Back in 2012, Google established Project Aristotle. The idea was to study hundreds of the company’s different teams with a view to understanding why some of them were highly successful and others failed. But whatever aspect of a team’s composition the project’s researchers considered – personality types, social interactions, technical expertise – they struggled to find any pattern, any kind of ingredient X that correlated with the success of a particular team.
That was until they made a connection with research that had been undertaken into the idea of ‘psychological safety ‘ and the work by a group of psychologists from Carnegie Mellon, M.I.T. and Union College on the concept of ‘collective intelligence’.
Put simply, the term ‘psychological safety ‘ refers to a group culture within which individual team members feel confident that any contribution they make will be considered seriously, that they won’t suffer adverse consequences for speaking up. And, as further research has indicated, this psychological safety culture has the effect of raising a team’s collective intelligence to the point where it can outperform those teams whose members have the highest individual IQs.
For the members of Project Aristotle, this was the key to making sense of their findings. Whilst, on the face of it, neither successful teams nor failing teams appeared to have any definable characteristics, in fact they did. The prevalence, or otherwise, of a psychological safety culture and a consequent higher collective intelligence.
In short, teams that exhibit high levels of mutual empathy and foster equality of contribution – regardless of what other characteristics they might exhibit – perform better.
This is a company introduction of Skinfactory co., Ltd. But the language is only Korean. If you need English version, contact me. Thanks.

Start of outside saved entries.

Issue #555, opened 2024-09-04
Memory Retention After Executing Python Function in SharedInterpreter


C3-BrijeshGujar:
**Describe the bug**
When using the Jep library, it appears that defining and executing a Python function within a SharedInterpreter instance causes memory to be retained, even after closing the interpreter. 

**To Reproduce**

1. Create a new SharedInterpreter instance and execute a Python function definition and invocation using the following code:
```java
jepInterpreter = new SharedInterpreter();
jepInterpreter.exec("def foo():\n\tpass\nfoo()");
```
2. Execute a subsequent memory-intensive operation:
```java
jepInterpreter.exec("x=[10000]*100000000");
```

Observe a memory spike in the JVM.

3. Close the interpreter:

```java
jepInterpreter.close();
```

http://www.tradekey.com/company/FGBEAUTY-CO-LTD-10477963.html
Back in 2012, Google established Project Aristotle. The idea was to study hundreds of the company’s different teams with a view to understanding why some of them were highly successful and others failed. But whatever aspect of a team’s composition the project’s researchers considered – personality types, social interactions, technical expertise – they struggled to find any pattern, any kind of ingredient X that correlated with the success of a particular team.
That was until they made a connection with research that had been undertaken into the idea of ‘psychological safety ‘ and the work by a group of psychologists from Carnegie Mellon, M.I.T. and Union College on the concept of ‘collective intelligence’.
Put simply, the term ‘psychological safety ‘ refers to a group culture within which individual team members feel confident that any contribution they make will be considered seriously, that they won’t suffer adverse consequences for speaking up. And, as further research has indicated, this psychological safety culture has the effect of raising a team’s collective intelligence to the point where it can outperform those teams whose members have the highest individual IQs.
For the members of Project Aristotle, this was the key to making sense of their findings. Whilst, on the face of it, neither successful teams nor failing teams appeared to have any definable characteristics, in fact they did. The prevalence, or otherwise, of a psychological safety culture and a consequent higher collective intelligence.
In short, teams that exhibit high levels of mutual empathy and foster equality of contribution – regardless of what other characteristics they might exhibit – perform better.